Our study has several limitations. First, our sample size of 2632 cases and 2596 controls gives only 40% power to detect an OR of 1.10 for a risk allele with a frequency of 0.10. This low power may explain why we failed to replicate association of many of the index SNPs. Second, we used self-reported type 2 diabetes. However, our validation study showed that 96% of self-reported diabetes cases are confirmed in the medical record. Third, our custom genotyping array did not include many of the known type 2 diabetes loci as it was designed before publication of the latest GWAS. Fourth, prevalence of undiagnosed cases of diabetes among controls, although small and comparable to population estimates, may have resulted in underestimation of the true genetic associations. Fifth, although the threshold of call rate > 90% that we used in the QC of the Affymetrix Axiom 45K custom array is not the standard cutoff, we compared association results from genotyped data (shown in the present analysis) and imputed data of the index SNPs. Results were basically the same. Lastly, we cannot completely rule out the presence of unmeasured confounding of the association between genetic ancestry and risk of type 2 diabetes due to socio-economic factors that were not completely captured by either years of education or the neighborhood SES score.

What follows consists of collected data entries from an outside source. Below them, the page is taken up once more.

PR #319, opened 2021-07-16
add 'list' subparser

andlaus:
in principle, this subparser does the same as 'dump', but it does not use ASCII art, so it is much easier to extend and the result can be grep'ed much more easily by shell scripts.

### DIFF
--- a/README.rst
+++ b/README.rst
@@ -255,6 +255,32 @@ Dump given database in a human readable format:
 
      ------------------------------------------------------------------------
 
+The list subcommand
+^^^^^^^^^^^^^^^^^^^
+
+Print all information of a given database in a human readable
+format. This is very similar to the "dump" subcommand, but the output
+is less pretty, slightly more comprehensive and easier to parse by
+shell scripts:
+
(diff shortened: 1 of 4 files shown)


juleq:
I assume since this is an addition and thus also ready to merge?

andlaus:
yes, it is IMO ready: this tool does not introduce any dependencies and should not break anything for anybody who is not using it...

juleq:
Ahh. Since the choices PR is in this collapsed to a more manageable change set :).

andlaus:
thanks for merging :)

juleq:
Do you release a new version? I cannot find the place where Eric explained how to do that.

andlaus:
I would like to, but I'm currently handcuffed by my emploer's own internal regulations. As far as I remember he said that you just need to create a new tag (cf. https://github.com/eerimoq/cantools/tags ) and everything else happens automatically. Since there are quite a few changes in the code since the last release I propose to make a slightly larger jump and create a `37.0.0` tag...

PR #320, opened 2021-07-16
implement comments for named signal values

andlaus:
Some file formats (err, ARXML) support this, and I occasionally consider these additional explanations to be useful.

This patch works by introducing a new class called `NamedSignalValue` and the signal choices dictionaries map to objects of it instead of raw strings. In most respects `NamedSignalValue` objects behave just like strings, but in addition they exhibit a `.comments` attribute which maps a language name to the comment für this language (just like the comments for `Signal` and `Message` objects).

### DIFF
--- a/cantools/database/can/c_source.py
+++ b/cantools/database/can/c_source.py
@@ -607,7 +607,7 @@ class Signal(object):
         """
 
         items = {
-            value: camel_to_snake_case(name).upper()
+            value: camel_to_snake_case(str(name)).upper()
             for value, name in self.choices.items()
         }
         names = list(items.values())
@@ -1162,7 +1162,7 @@ def _format_choices(signal, signal_name):
             fmt = '{signal_name}_{name}_CHOICE ({value}u)'
 
         choices.append(fmt.format(signal_name=signal_name.upper(),
-                                  name=name,
+                                  name=str(name),
                                   value=value))
 
     return choices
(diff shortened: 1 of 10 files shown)


andlaus:
note that #319 currently depends on this and thus the tests fail (besides the fact that #316 is not yet merged). Also, it is pretty trivial to adapt #320 to not print the comments of these enums, but then it would need to be added back later...

juleq:
As I understand it this offers the option to add more prose to a choice. A choice does already consists of a value and a value description (I think in case of dbc that is limited to 32 chars by default in Vector tools). This change adds a comment field where further information can be added. Correct so far?

I think its a good addition and it does not get in once way too much if not being used.

One question: You chose dict instead of previous odict. I assume that odict has been used before to retain order when dumping. I vaguely remember that Pyhon starts to change order of dicts if the key is a number. I assume you could change back to dict because that  is not true for objects?

andlaus:
> Correct so far?

perfect.

> I vaguely remember that Pyhon starts to change order of dicts if the key is a number. I assume you could change back to dict because that is not true for objects?

good point. IIRC I changed this back and forth during development a few times because I thought the odict caused some issues which in the end turned out to be unrelated. I just forgot to revert this part of the code. I'll hopefully fix this tomorrow, thanks for the catch...

andlaus:
alright: all dicts should be orderdered dicts again.

Issue #323, opened 2021-07-17
Incorrect DBC format


kartikarcot:
https://github.com/eerimoq/cantools/blob/1bf3e850ddd79eced42548722fe758e9f29ee675/cantools/database/can/formats/dbc.py#L852

I think this has to be just the signal name and not the entire object signature. i.e.
it has to be `signal.multiplexer_signal.name` and not `signal.multiplexer_signal`

juleq:
I think you are probably right.

If so, ext multiplexing seems to be lacking test coverage as it slipped through.

I have never used it myself before because Vector requires additional licensing for tool support and so I usually try to stay away.

Would you care to do a PR that fixes it and adds a test that exercises the extended multiplex IO?

andlaus:
ok, judging from the comments for #326, it looks like this issue is basically a misunderstanding. I'll close this issue for now, if I did get something wrong, feel free to re-open it...

PR #326, opened 2021-07-19
fixed minor bug in dbc file generation for multiplexing

kartikarcot:
This is in reference to issue #323. I do not know what kind of tests would be suitable for this since I am myself beginning to learn about CAN and DBC. I also do not have access to Vector Tools. Let me know how to go about it @eerimoq

### DIFF
--- a/cantools/database/can/formats/dbc.py
+++ b/cantools/database/can/formats/dbc.py
@@ -849,7 +849,7 @@ def _dump_signal_mux_values(database):
                 'SG_MUL_VAL_ {frame_id} {name} {multiplexer} {ranges};'.format(
                     frame_id=get_dbc_frame_id(message),
                     name=signal.name,
-                    multiplexer=signal.multiplexer_signal,
+                    multiplexer=signal.multiplexer_signal.name,
                     ranges=ranges))
 
     return sig_mux_values


juleq:
Have you checked that multiplexer_signal indeed does contain a signal object and not just a signal name?

I do not have the time to go into the details but the failing tests leave the impression that
1.) this is already covered by tests and
2.) these tests are now failing because it already was a signal name.

You could step through with the python debugger to see whats going on. I would propose just loading and dumping a dbc again and break on the line that you have changed to inspect the contents of multiplexer_signal.

If you find it to be a name already I'd say that changing the misleading name to "multiplexer_name" or "multiplexer_signal_name" might be the only thing left to propose.

kartikarcot:
Yea looks like this is due to a misunderstanding on my part. I interpreted your documentation about `multiplexer_signal` argument in the Signal constructor call to expect an object, whereas I see that you pass strings instead. Could be a better idea to pass the object since there would be consistency of name.

andlaus:
@kartikarcot: is this PR still relevant? i.e. is the current behavior wrong and we should wait for you to fix the tests or ought this PR to be closed?

juleq:
I´d say this was just a naming confusion. Will close for now. If anyone desires to rename to e.g. multiplexer_signal_name, this PR can be reopened.

PR #331, opened 2021-08-12
RFC (not ready to be merged) : c code gen: create convenience wrappers

v0lker:
the code generation is very useful but doesn't go far enough for my taste. for example, when sending a message, one still has to type in the invocations of the range check and encoding for each signal individually, assign the values to a struct, then call `*_pack()` to output that struct into the buffer that one actually needs.

proposal (assuming one message with two signals, sig1 and sig2):
`*_wrap_pack()` creates a message and writes it into a buffer, e. g.:
```
db_msg_wrap_pack(u8 *outbuf, size_t size, double sig1, double sig2)
{
        struct db_msg_t msg;
        msg.sig1 = msg_db_sig1_encode(sig1);
        msg.sig2 = msg_db_sig2_encode(sig2);

        int ret = db_msg_check_ranges(&msg);
        if(ret) return ret;

        ret = db_msg_pack(outbuf, &msg, size);
        if (<expected msg_length> != ret) return -1;

        return 0;
}
```
`*_check_ranges()` checks the ranges of all signals and returns the 1-based index of the first one that fails the check.

`*_wrap_unpack()` reads a message from a buffer and retrieves the contents like so:
```
int db_msg_wrap_unpack(u8 *inbuf, size_t size, double *sig1, double *sig2)
{
        struct db_msg_t msg;

        if (db_msg_unpack(&msg, inbuf, size) return -1;

        int ret = db_msg_check_ranges(&msg);
        if(ret) return ret;

        if(sig1) *sig1 = db_msg_sig1_decode(msg.sig1);
        if(sig2) *sig2 = db_msg_sig2_decode(msg.sig2);

        return 0;
}
```

range check in `wrap_unpack()` is still missing, i just noticed, and in some places the newlines are wrong, but that's basically the idea. i'm still testing this a bit more thoroughly and will address the open issues shortly...

any thoughts?


andlaus:
hm, I'm not opposed to this per-se, but I suppose the cantools ought to be split into a "core" and "fringe" tools in the future where the code generators would be "finge tools" along with the plotting, monitoring and convertion stuff. This would have the benefit that multiple template based code generation mechanisms could be easily added without potentially breaking stuff for somebody else...

v0lker:
ok, so - for now i'll just try and make the CI tests pass (they fail because the expected code gen output is compared as a string with the actual one, so the new functions are unexpected..), hope that's ok (?)

andlaus:
> hope that's ok (?)

no problem. I just wanted to inform you that the chances of getting something like this are rather slim with the current monolithic repository (IOW, don't spend an excessive amount of time on it)...

v0lker:
up to you (obviously). i don't really have time to split the repository up, though.

v0lker:
i think i've sorted out all the failing tests now, even the `test-c` which only seem to be run some times(?).

the generated multiplex-related code threw a warning (and thus test failure) because in the receive (unpack) path, the parts of the message struct were only initialised conditionally, while the range check that i'm generating always runs over all elements.

properly (conditionally) checking all the relevant signals seems the best way forward but i don't have any use for it right now and you already indicated that you're not very inclined taking the patch in the first place, so i'll work around it by memset()ting the whole struct to 0.

now - 0 might not actually be in the valid range for a given signal, but the range check on receive (`..._unpack()`) is not fatal, (the downside is that the false positive range check might mask out an interesting failed range check, though).

andlaus:
> now - 0 might not actually be in the valid range for a given signal,

You could add a [` VALGRIND_MAKE_MEM_UNDEFINED` valgrind client request](https://valgrind.org/docs/manual/mc-manual.html#mc-manual.clientreqs) to mark the object as not fit to be used after the memset. this way, accessing improperly initialized signals will at least get detected when running running the code via `valgrind`...

PR #335, opened 2021-08-18
Define is_int only when it is needed

JulianWgs:
is_int is only needed when scaling is True, otherwise it is defined and never used.

Also I deleted the `x is` which I believe to be a bug, because the function does not give the correct output for an int e.g 2.

I'm not sure whether `if scaling` should `elif scaling`

### DIFF
--- a/cantools/database/utils.py
+++ b/cantools/database/utils.py
@@ -68,9 +68,9 @@ def _decode_field(field, value, decode_choices, scaling):
         except (KeyError, TypeError):
             pass
 
-    is_int = \
-        lambda x: x is isinstance(x, int) or (isinstance(x, float) and x.is_integer())
     if scaling:
+        is_int = \
+            lambda x: isinstance(x, int) or (isinstance(x, float) and x.is_integer())
         if field.is_float \
            or not is_int(field.scale) \
            or not is_int(field.offset):


juleq:
I would agree on both accounts. Thanks.

JulianWgs:
What about the elif scaling?

juleq:
You mean elif to decode_choices, pass branch?

juleq:
I see no problem here.

1.) You fixed the lambda.
2.) You narrowed its scope.
3.) You did not change logic.

The pass above seems to be a deliberate decision to return using the regular code path if a choice cannot be decoded. Otherwise nothing would be returned.

JulianWgs:
Okay something is up with the decode_choices and scaling. In the example given in issue https://github.com/eerimoq/cantools/issues/271 both are set to True. This would produce different results when refactoring to elif (also replacing pass with return value).

JulianWgs:
Looking at cantools.database.can.database.Database.decode_message both decode_choices and scaling default values are True. At least in my code I keep it that way. Therefore both paths in _decode_field are always executed. @eerimoq Do you know why it is implemented this way? Couldn't both values not inferred by the message?

juleq:
I am not sure I get your point. If decode_choices is true, the function will return when the choice could be resolved. Could you rephrase your point?

juleq:
As a background: decode_choices and scaling are both options for the user to alter the decoding behavior. If decode_choices is set to false, cantools will not resolve choices to their description. If scaling is set to false, cantools will not apply the raw->physical translation but keep it raw instead.

Since both are true, the default behavior is: Return the choice if this field has choices associated with it and one matches. If not, do business as usual and return the physical value.

PR #336, opened 2021-08-18
update version to 36.3.1

andlaus:
this PR is very simple: it changes the in-code version to 36.3.1. The fact that this was forgotten (rather: unknown to anyone involved), leads PyPI to incorrectly announce the package version there to be 36.2.0 while in fact it is the new and shiny 36.3.0.

@juleq: Could you please create a "36.3.1" tag after merging this?


juleq:
I see. So there was a step two :).

andlaus:
> I see. So there was a step two :).

We all learn this by trial and failure ;)

juleq:
I have tagged 36.3.1 now but the version file seems to have 36.4.0. Care for a 36.3.2?

andlaus:
hm, looks like something went slightly wrong: besides you merging the PR definitely about a minute after I force-pushed the version change to be  36.3.1 instead of 36.4.0, github still merged the old version of the branch. This is why PyPI thinks its 36.4.0.

I see three solutions:

- do nothing, the new version on PyPI is higher than the old, so `pip3 update` will work
- leave the repo as-is but simply create a `36.4.0` tag
- make a new PR, this time I try harder not to screw up

I'm okay with any of these, but I think I have a tiny preference for the 36.4.0 tag...

juleq:
Ok, will do one.

juleq:
Looks better now. I did delete the 36.3.1, but trace elements seem to remain visible in the release timeline. We might have to lower our aesthetic expectations there :).

andlaus:
Nice! What is a release timeline anyway? (at least nothing went years behind schedule ;))

PR #338, opened 2021-08-19
Update control flow in _decode_field 

JulianWgs:
This is an update to the discussion at https://github.com/eerimoq/cantools/pull/335.

- before the update choices was always applied to the value, if it
succeeded, it would return, but if it failed scaling would be applied. I
believe this behavior to be inconsistent.
- This code passes all, but one test (cantools/tests/test_database.py", line 1266, in test_the_homer_encode_decode_choice_scaling self.assertEqual(decoded, decoded_message)).
- The code has different behavior from the previous code, when a signal
possesses choices, but also scaling. I dont know about the official CAN
spec, but this kind of message should not exist. Either choices or
scaling is used, but not both. To prevent this behavior one could add a
check to the database, which can be run mandatory or optionally.
- I also reformatted the code with black as I'm not a fan of the \ syntax
- This implementation should also provide a small performance boost as fewer lines of code will be executed

TODO:
- [ ] Compare to the CAN spec or to Vector software


juleq:
You are misunderstanding scaling. Scaling for a choice value is usually offset=0, factor=1 but _it does exist_.

JulianWgs:
I understand that they are the standard values, but is it a actual use case to have a not matching choice and then scaling the value (scaling != 1 or offset !=0)? I cant come up with a sensible use case for this.

I havent looked into the spec and dont have any vector software installed. How do they handle the case/dbc?

juleq:
With respect to the backslash formatting: @eerimoq as the BDFL did a good job demanding consistent formatting throughout the code base. I would argue that good citizenship would include adherence in that regard.

JulianWgs:
> With respect to the backslash formatting: @eerimoq as the BDFL did a good job demanding consistent formatting throughout the code base. I would argue that good citizenship would include adherence in that regard.

I'm fine also with that :)

juleq:
Did you get my other point? Scaling is almost always true. Only in a very specific circumstance, when the user wants to have the raw value, he can opt to set scaling to false.

So you are right in that for choices the translation raw->physical does make no sense, but that does not change control flow. It is taken care of by offset=0 and factor=1.

juleq:
Vector does it the same. The spec tells you that value tables deliver descriptions for raw values. But nothing would stop you from defining a factor of 2 even if that makes no sense.

andlaus:
> Did you get my other point? Scaling is almost always true. Only in a very specific circumstance, when the user wants to have the raw value, he can opt to set scaling to false.

actually, I've got quite a few files which exhibit this: For example the coolant temperature might be transmitted using an 8 bit integer, where the offset might be something like -20.0,  the scaling 0.5 and a transmitted value of 0 might indicate "lower than -20 Celsius" and 255 "higher than 107 degrees". I thus think that the current behavior is correct...

PR #345, opened 2021-09-22
generate functions to clamp values between min and max

v0lker:
technically, this does not depend on the first commit in this branch, which is a separate PR (https://github.com/eerimoq/cantools/pull/331), but it's a hassle to keep the changes in the tests separate. if someone likes this but not the first commit, i can pluck them apart - let me know.


drewr95:
I commented in the other PR [346](https://github.com/cantools/cantools/pull/346) but are doubles the only supported type for clamping?

v0lker:
> I commented in the other PR [346](https://github.com/cantools/cantools/pull/346) but are doubles the only supported type for clamping?

answered on that other PR ...

PR #346, opened 2021-09-22
c code gen: a function that returns whether a certain frame id is extended or not

v0lker:
this does not technically depend on the other PRs' (https://github.com/eerimoq/cantools/pull/331 and https://github.com/eerimoq/cantools/pull/345) commits, so if somebody likes this but not the other PRs, i could pluck it apart.


cantools/database/can/c_source.py
```diff
@@ -397,6 +437,16 @@
 bool {database_name}_{message_name}_{signal_name}_is_in_range({type_name} value);
 '''
 
+SIGNAL_DECLARATION_CLAMP_FMT = '''\
+/**
+ * clamp signal to allowed range.
+ * @param[in] val: requested value
+ * @returns   clamped value
+ */
+double {database_name}_{message_name}_{signal_name}_clamp(double val);
```
drewr95, line 446: Are there other clamping functions that support other types?

v0lker: apparently you can also choose to use floats instead with a command line flag since https://github.com/cantools/cantools/pull/394. it should still work (promoting the return value to double) or, if desired, one could also use a float to store the return value. that change should hopefully not be too tedious, but since this PR has apparently little chance of being accepted, it's low priority from my perspective right now..

drewr95: That's what I figured.  I like the idea of adding clamping and wrapping just wanted to make sure I didn't miss anything.  You were nice enough to provide 'CTOOLS_MIN/MAX' macros.  I was wondering if you could repurpose them into a CTOOLS_CLAMP.

Something like this that I quickly threw together: https://replit.com/@dr5801/CTOOLSCLAMP#main.c

v0lker: you mean that using a macro instead of the `_clamp()` functions? i would hope that the compiler might eliminate the overhead, but have never checked the generated code myself. istr that even integers are unpacked from the package as doubles, though (?) (in which case there will always be a cast back and forth?)

i could probably move things around a bit, but i don't have a project where i'm using cantools, atm - in fact i don't even have a test setup any longer. if my changes are useful to you, maybe fork the branch - that will probably give you results quicker than if i had to start working on this again.

PR #720, opened 2026-08-13
fix: don't append `options` and `stdin-options`

### LINKED ISSUE #718: `stdin-options` ignored if `options` are defined when running with `--stdin`
**Describe the bug**

When running treefmt with `--stdin`, I'd expect it to always consider `stdin-options` when it's specified, but unexpectedly it's ignored when `options` is specified too. This looks like a bug, as I'd like to be able to use a formatter with either `--stdin` or with normal mode without needing to change my config.

**To Reproduce**

1. Create .treefmt.toml with following content:
	```
	[formatter.c]
	includes = ["*.c"]
	command = "bash"
	options = ["-c", "echo foo > myfile.c"]
	stdin-options = ["-c", "echo bar > $path"]
	```
2. Create test file with `echo "hello" > myfile.c`
3. Run treefmt with `cat myfile.c | treefmt --stdin myfile.c`
4. Run `cat myfile.c`

**Expected behavior**

`cat myfile.c` should print "bar", instead it prints "foo".

After removing or commenting out the `options` line, repeating the steps, it correctly prints "bar".

**System information**

```
$ treefmt --version
treefmt v0499df6
```

**Additional context**

similar issue #596

jfly:
For maximal flexibility, they are supposed to be completely independent. Unfortunately, the test I added left `options` as `[]`, which meant we didn't notice this bug. I've expanded the test accordingly.

This fixes https://github.com/numtide/treefmt/issues/718.

### DIFF
--- a/format/formatter.go
+++ b/format/formatter.go
@@ -99,9 +99,6 @@ func (f *Formatter) Apply(ctx context.Context, files []*walk.File) error {
 
 	start := time.Now()
 
-	// construct args, starting with config
-	args := f.config.Options
-
 	// exit early if nothing to process
 	if len(files) == 0 {
 		return nil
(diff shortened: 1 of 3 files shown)


rszyma (approved):
tested manually and works as expected now

PR #138, opened 2025-09-17
Make the download script interpret “x86_64” as just “amd64”.

FGasper:


autarch (approved):
LGTM! (cough, `ubi`, cough)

In summary, the present study has several important findings. First, we found that African ancestry was associated with higher risk of type 2 diabetes. This association was mediated in part by BMI, and was not completely explained by differences in SES. Second, our genome-wide admixture mapping identified two genomic loci, 3q26.33 and 12q23.1, which may harbor genetic risk variants that explain in part the higher risk of type 2 diabetes observed in African American subjects. Third, we were able to replicate several of the index SNPs from European ancestry GWAS. In particular, ours is the first study to replicate the association of the X-linked rs5945326 SNP in African American subjects. Finally, our fine-mapping efforts suggest the presence of new independent signals in at least five loci. Although in four of the loci our strongest SNPs did not correlate with reported SNPs by the MEDIA consortium, findings from the same consortium support the existence of new genetic risk variants in those loci. Future work should help to identify these new causal variants.